### INFORMATION SUPPLIED
PR #9130, opened 2026-02-24
Fix: TautomerEnumerator drops CHI on unmodified sp3 atoms

### LINKED ISSUE #9129: TautomerEnumerator.Enumerate does not match tautomer's stereo that Canonicalize gives
**Describe the bug**
TautomerEnumerator.Canonicalize(mol) returns a tautomer with stereo annotation ([C@@H]) that is not present in TautomerEnumerator.Enumerate(mol). The two APIs disagree on the stereochemistry of the canonical tautomer.

**To Reproduce**
```
import sys
from rdkit import Chem

mol = Chem.MolFromSmiles("O=C1C(O)=C([C@H]2CC[C@H](C)CC2)C(=O)c2ccccc21")
te = rdMolStandardize.TautomerEnumerator()
te.SetRemoveSp3Stereo(False)

canon_smi = Chem.MolToSmiles(te.Canonicalize(mol))
tauts = list(te.Enumerate(mol))
enum_smiles = {Chem.MolToSmiles(t) for t in tauts}

canon_noste = Chem.MolToSmiles(Chem.MolFromSmiles(canon_smi), isomericSmiles=False)
enum_noste = {Chem.MolToSmiles(t, isomericSmiles=False): Chem.MolToSmiles(t) for t in tauts}

print(f"canonical   : {canon_smi}")
print(f"in enum     : {canon_smi in enum_smiles}")
if canon_smi not in enum_smiles:
    same_conn = enum_noste.get(canon_noste)
    print(f"enum has    : {same_conn or '(connectivity not found either)'}  ← same tautomer, stereo stripped")
    # show all enumerate entries for this connectivity (may be >1 epimer)
    matches = [Chem.MolToSmiles(t) for t in tauts
               if Chem.MolToSmiles(t, isomericSmiles=False) == canon_noste]
    if len(matches) > 1:
        print("all enum entries with same connectivity:")
        for s in matches:
            print(f"  {s}")

sys.exit(0 if canon_smi in enum_smiles else 1)
```

**Expected behavior**
I think we should make sure that Canonicalize always gives something that you'd get out of Enumerate, and vice versa, that Enumerate should make sure to include the canonical tautomer in its list. I don't know which is the correct stereo choice to make here, because of the complex non-atom-center stereo. Should the distal methyl lose the stereo flag since it became "meso"?

**Screenshots**
Image

 - RDKit version: Release_2025_09_5, also master
 - OS:  Ubuntu 24.04
 - Are you using conda? no
 - If you are not using conda: how did you install the RDKit? manual build

**Additional context**
Part of regression testing (making sure Enumerate and Canonicalize agree) on registry molecules.

pechersky:
#### Reference Issue
Fixes #9129

When tautomerRemoveSp3Stereo=false, TautomerEnumerator.Enumerate could produce a set that does not contain Canonicalize's result. The root cause: inside setTautomerStereoAndIsoHs, MolOps::assignStereochemistry (cleanIt=true) correctly cleared the CHI tag on an sp3 atom that is not part of the tautomeric path, but whose CIP environment temporarily looked symmetric in an exo-methylene intermediate tautomer. That CHI-stripped tautomer was stored first; when the stereo-bearing version arrived it was deduplicated away (state key is stereo-blind), so the chirality was lost for the rest of the enumeration.

Fix: after assignStereochemistry, for each sp3 atom that (a) was not modified by the tautomeric transform and (b) had its CHI cleared, tentatively restore the CHI from the input molecule and re-run assignStereochemistry. Only keep the restored CHI if the atom receives a _CIPCode or _ringStereoAtoms property, meaning it is truly chiral in this tautomer; otherwise discard it. The round-trip ensures we never hallucinate chirality.

Test: testEnumeratePreservesUnmodifiedSp3Stereo() uses 1-(trans-4-methylcyclohexyl)naphthalene-1,4-dione enol; the trans-4-methylcyclohexyl stereocenter is outside all tautomeric paths but was being silently dropped.

#### Any other comments?
The choice being made here is to make Enumerate more like Canonicalize. The other option would have been to make Canonicalize also drop the stereo, to behave more like Enumerate.


Code/GraphMol/MolStandardize/Tautomer.cpp
```diff
@@ -257,6 +257,49 @@ bool TautomerEnumerator::setTautomerStereoAndIsoHs(
...
+    //
+    // Fix: tentatively restore the input-mol CHI for any sp3 atom not in
+    // d_modifiedAtoms whose CHI was cleared, then re-run
+    // assignStereochemistry.  Only keep restored CHI if the center gets a
+    // _CIPCode or _ringStereoAtoms property (truly chiral in this
+    // tautomer); otherwise leave it cleared.
+    if (!d_removeSp3Stereo) {
+      bool anyRestored = false;
+      for (unsigned int idx = 0; idx < mol.getNumAtoms(); ++idx) {
+        if (res.d_modifiedAtoms.test(idx)) continue;
```
greglandrum: We always put brackets around if. Please update here and below (clang-tidy can also do this for you).

Code/GraphMol/MolStandardize/Tautomer.cpp
```diff
@@ -257,6 +257,49 @@ bool TautomerEnumerator::setTautomerStereoAndIsoHs(
...
+        auto *tautAtom = taut.getAtomWithIdx(idx);
+        if (molAtom->getChiralTag() == Atom::CHI_UNSPECIFIED) continue;
+        if (tautAtom->getChiralTag() != Atom::CHI_UNSPECIFIED) continue;
+        if (tautAtom->getHybridization() != Atom::SP3) continue;
+        tautAtom->setChiralTag(molAtom->getChiralTag());
+        anyRestored = true;
+      }
+      if (anyRestored) {
+        MolOps::assignStereochemistry(taut, cleanIt, force);
+        for (unsigned int idx = 0; idx < mol.getNumAtoms(); ++idx) {
```
greglandrum: I believe that this loop is not needed.  You're calling `assignStereochemistry()` with the cleanIt argument set, so it should take care of removing stereo flags from any invalid centers. Commenting out this loop does not cause your new test (or any of the other tests) to fail, so I think it's safe to remove.

As an informational point: the "new" (non-legacy) stereochem perception code no longer sets `_CIPCode`, so relying upon that flag to be present is fragile under any circumstances.

greglandrum (changes requested):
There's a logic question/correction and some small formatting changes here.

Code/GraphMol/MolStandardize/testTautomer.cpp
```diff
@@ -1785,6 +1827,10 @@ int main() {
   testTautomerEnumeratorResult_const_iterator();
   testGithub3430();
   testGithub3755();
+<<<<<<< fix/tautomer-enumerate-drops-stereo-of-unmodified-sp3
+  testEnumeratePreservesUnmodifiedSp3Stereo();
+=======
   testCanonicalizePreservesNonTautomericBondStereo();
+>>>>>>> master
   return 0;
```
pechersky:
```suggestion
  testEnumeratePreservesUnmodifiedSp3Stereo();
  testCanonicalizePreservesNonTautomericBondStereo();
  return 0;
```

### WHAT IS BEING ASKED
In the lines above, spot each one that contains the word "molAtom" and copy it.

### RESPONSE BELOW
+        if (molAtom->getChiralTag() == Atom::CHI_UNSPECIFIED) continue;
+        tautAtom->setChiralTag(molAtom->getChiralTag());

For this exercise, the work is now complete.